WHAT YOU HAVE TO DO — Each line below that includes the word "tests" is to be reported.
----- DATA -----
PR #1554, opened 2025-12-15
type indexing.pyi

MarcoGorelli:

### DIFF
--- a/tests/frame/test_frame.py
+++ b/tests/frame/test_frame.py
@@ -3959,26 +3959,3 @@ def test_frame_index_setter() -> None:
     check(assert_type(df.index, pd.Index), pd.Index)
     df.index = [2, 3]
     check(assert_type(df.index, pd.Index), pd.Index)
-
-
-def test_frame_at() -> None:
-    df = pd.DataFrame(data={"col1": [1.6, 2], "col2": [3, 4]})
-
-    check(assert_type(df.at[0, "col1"], Scalar), float)
-    df.at[0, "col1"] = 999
-    df.at[0, "col1"] = float("nan")
-
-    mi = pd.MultiIndex.from_arrays([[2, 3], [4, 5]])
-    df = pd.DataFrame(data={"col1": [1.6, 2], "col2": [3, 4]}, index=mi)
-
-    check(assert_type(df.at[(2, 4), "col1"], Scalar), float)
-    df.at[(2, 4), "col1"] = 999
-    df.at[(2, 4), "col1"] = float("nan")
-
-
-def test_frame_iat() -> None:
-    df = pd.DataFrame(data={"col1": [1, 2], "col2": [3, 4]})
-
-    check(assert_type(df.iat[0, 0], Scalar), np.integer)
-    df.iat[0, 0] = 999
-    df.iat[0, 0] = float("nan")
--- a/tests/series/test_indexing.py
+++ b/tests/series/test_indexing.py
@@ -8,6 +8,7 @@ from typing_extensions import assert_type
 
 from tests import (
     PD_LTE_23,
-----
ANSWER BELOW —
--- a/tests/frame/test_frame.py
+++ b/tests/frame/test_frame.py
--- a/tests/series/test_indexing.py
+++ b/tests/series/test_indexing.py
 from tests import (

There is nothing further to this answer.